▶ _Exercise brief_
Take every line in the entries that includes the word "type" and copy it.

[Stored data]

---+---

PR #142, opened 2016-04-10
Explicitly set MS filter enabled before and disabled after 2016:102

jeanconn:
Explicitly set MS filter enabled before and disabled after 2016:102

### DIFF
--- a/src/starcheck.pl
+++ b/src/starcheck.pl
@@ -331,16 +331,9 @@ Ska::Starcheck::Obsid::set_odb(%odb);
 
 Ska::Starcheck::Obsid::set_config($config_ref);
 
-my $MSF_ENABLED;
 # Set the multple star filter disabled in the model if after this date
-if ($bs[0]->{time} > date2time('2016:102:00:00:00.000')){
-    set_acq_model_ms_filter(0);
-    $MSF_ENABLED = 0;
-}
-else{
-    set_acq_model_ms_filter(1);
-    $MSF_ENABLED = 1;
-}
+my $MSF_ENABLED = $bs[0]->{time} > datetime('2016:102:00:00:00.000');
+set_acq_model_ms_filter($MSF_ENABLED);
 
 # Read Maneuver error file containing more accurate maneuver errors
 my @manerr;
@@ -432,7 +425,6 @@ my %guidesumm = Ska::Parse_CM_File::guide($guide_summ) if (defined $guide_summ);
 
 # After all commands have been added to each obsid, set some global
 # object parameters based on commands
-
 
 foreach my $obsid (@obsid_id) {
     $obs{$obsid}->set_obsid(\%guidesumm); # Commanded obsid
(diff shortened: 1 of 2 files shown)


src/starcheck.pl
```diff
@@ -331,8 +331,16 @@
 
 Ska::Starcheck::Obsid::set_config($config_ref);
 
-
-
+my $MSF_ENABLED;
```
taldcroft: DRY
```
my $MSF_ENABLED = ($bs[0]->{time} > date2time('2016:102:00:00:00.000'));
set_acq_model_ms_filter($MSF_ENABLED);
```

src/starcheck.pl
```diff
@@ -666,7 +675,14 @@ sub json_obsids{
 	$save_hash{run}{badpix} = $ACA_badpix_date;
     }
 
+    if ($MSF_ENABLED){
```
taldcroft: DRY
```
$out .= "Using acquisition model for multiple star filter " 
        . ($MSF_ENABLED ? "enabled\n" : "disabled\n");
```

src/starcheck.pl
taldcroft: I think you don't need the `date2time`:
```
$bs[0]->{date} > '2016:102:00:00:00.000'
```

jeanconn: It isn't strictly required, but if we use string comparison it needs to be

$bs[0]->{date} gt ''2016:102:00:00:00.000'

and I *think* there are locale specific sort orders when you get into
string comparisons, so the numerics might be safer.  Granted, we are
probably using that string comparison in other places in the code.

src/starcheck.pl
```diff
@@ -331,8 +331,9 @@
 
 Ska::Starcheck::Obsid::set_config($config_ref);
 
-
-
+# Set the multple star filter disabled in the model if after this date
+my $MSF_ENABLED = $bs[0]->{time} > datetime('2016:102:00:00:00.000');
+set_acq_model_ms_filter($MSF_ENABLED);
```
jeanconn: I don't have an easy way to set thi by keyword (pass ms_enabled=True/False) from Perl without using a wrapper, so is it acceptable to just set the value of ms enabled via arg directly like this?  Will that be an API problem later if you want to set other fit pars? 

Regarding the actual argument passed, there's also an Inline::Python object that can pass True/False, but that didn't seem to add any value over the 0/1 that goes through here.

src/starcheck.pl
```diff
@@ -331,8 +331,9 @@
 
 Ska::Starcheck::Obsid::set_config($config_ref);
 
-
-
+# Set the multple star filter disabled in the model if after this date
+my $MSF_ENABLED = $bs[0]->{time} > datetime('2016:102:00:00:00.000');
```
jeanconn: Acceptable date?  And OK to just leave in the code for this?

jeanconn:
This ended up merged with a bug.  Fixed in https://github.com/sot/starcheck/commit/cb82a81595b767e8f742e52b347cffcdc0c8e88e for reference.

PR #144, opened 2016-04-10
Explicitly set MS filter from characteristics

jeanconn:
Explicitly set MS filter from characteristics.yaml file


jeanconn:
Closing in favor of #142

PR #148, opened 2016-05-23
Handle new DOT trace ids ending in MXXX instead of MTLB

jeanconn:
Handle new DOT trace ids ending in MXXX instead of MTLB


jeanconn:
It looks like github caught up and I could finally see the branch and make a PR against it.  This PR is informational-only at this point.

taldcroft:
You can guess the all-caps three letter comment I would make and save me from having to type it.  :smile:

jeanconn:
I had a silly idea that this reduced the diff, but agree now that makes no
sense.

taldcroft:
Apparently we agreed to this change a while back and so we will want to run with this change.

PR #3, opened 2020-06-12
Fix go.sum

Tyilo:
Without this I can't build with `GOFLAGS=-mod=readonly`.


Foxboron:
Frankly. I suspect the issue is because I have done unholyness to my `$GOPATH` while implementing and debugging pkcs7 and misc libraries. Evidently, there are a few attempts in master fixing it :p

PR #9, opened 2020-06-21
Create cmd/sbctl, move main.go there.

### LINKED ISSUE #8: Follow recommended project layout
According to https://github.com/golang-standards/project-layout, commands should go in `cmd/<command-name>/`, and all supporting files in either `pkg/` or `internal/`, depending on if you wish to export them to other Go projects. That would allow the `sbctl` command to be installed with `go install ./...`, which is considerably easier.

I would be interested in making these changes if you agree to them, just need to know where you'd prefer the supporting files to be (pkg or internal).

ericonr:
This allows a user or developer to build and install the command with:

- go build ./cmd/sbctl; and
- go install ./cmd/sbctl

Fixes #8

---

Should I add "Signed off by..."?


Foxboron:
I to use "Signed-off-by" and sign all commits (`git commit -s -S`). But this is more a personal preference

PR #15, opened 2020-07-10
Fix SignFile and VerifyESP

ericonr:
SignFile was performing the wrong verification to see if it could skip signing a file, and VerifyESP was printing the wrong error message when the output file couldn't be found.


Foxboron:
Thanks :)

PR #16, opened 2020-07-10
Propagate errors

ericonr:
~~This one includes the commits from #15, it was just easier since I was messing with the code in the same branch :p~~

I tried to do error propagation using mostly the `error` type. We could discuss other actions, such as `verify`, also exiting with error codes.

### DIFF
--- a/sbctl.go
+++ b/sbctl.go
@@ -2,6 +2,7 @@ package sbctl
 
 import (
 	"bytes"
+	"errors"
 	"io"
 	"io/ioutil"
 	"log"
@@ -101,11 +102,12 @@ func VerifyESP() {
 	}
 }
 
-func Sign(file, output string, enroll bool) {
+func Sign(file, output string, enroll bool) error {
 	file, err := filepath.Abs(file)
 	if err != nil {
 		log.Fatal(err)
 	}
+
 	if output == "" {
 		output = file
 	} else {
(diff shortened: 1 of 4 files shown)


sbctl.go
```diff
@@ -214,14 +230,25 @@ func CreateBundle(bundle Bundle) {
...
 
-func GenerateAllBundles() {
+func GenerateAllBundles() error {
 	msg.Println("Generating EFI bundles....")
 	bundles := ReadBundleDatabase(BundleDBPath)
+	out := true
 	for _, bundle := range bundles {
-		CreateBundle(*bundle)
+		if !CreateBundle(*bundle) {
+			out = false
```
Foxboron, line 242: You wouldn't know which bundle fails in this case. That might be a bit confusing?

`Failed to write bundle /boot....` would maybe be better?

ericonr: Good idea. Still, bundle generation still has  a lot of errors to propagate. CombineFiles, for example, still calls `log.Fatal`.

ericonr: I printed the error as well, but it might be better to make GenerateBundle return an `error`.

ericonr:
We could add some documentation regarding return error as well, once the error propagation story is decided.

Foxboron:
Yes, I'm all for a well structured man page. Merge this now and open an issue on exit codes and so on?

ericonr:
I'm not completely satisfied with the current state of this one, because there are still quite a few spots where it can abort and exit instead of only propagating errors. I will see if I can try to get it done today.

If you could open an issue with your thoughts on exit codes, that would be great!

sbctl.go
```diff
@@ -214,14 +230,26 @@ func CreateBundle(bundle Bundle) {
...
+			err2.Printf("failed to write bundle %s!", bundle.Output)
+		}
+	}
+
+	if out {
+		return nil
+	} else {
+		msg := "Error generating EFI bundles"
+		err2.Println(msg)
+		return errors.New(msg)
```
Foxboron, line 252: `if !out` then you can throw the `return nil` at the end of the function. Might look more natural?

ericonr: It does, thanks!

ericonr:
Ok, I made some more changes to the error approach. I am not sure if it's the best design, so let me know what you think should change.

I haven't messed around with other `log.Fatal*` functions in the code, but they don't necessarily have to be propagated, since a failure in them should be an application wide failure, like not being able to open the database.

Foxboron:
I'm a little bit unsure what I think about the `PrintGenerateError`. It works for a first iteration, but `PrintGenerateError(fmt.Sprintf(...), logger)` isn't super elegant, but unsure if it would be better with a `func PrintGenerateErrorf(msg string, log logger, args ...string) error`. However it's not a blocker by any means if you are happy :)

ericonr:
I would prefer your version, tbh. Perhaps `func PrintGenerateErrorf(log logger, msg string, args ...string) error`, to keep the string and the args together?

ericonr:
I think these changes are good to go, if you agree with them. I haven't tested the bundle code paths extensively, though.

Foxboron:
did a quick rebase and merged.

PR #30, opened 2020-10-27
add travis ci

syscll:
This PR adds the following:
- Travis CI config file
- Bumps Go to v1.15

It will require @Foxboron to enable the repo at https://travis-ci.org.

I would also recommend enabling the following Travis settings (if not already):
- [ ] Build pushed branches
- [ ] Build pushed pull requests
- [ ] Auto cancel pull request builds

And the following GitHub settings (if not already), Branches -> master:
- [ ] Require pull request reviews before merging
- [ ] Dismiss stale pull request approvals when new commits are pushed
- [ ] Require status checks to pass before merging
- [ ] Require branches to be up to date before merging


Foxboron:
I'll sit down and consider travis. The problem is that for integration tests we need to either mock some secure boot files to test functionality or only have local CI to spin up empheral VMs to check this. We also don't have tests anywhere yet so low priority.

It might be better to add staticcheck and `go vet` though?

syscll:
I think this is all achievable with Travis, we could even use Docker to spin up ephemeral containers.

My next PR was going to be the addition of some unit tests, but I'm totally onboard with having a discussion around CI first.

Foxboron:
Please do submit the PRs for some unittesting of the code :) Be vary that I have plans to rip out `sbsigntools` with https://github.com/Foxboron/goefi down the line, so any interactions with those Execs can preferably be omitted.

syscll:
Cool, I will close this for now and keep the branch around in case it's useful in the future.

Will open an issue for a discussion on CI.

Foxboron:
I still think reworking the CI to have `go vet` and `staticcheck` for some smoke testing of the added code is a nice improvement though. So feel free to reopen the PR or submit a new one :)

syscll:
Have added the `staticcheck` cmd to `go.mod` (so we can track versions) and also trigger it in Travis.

---+---

▶ _Response to this task_
You can guess the all-caps three letter comment I would make and save me from having to type it.  :smile:
I tried to do error propagation using mostly the `error` type. We could discuss other actions, such as `verify`, also exiting with error codes.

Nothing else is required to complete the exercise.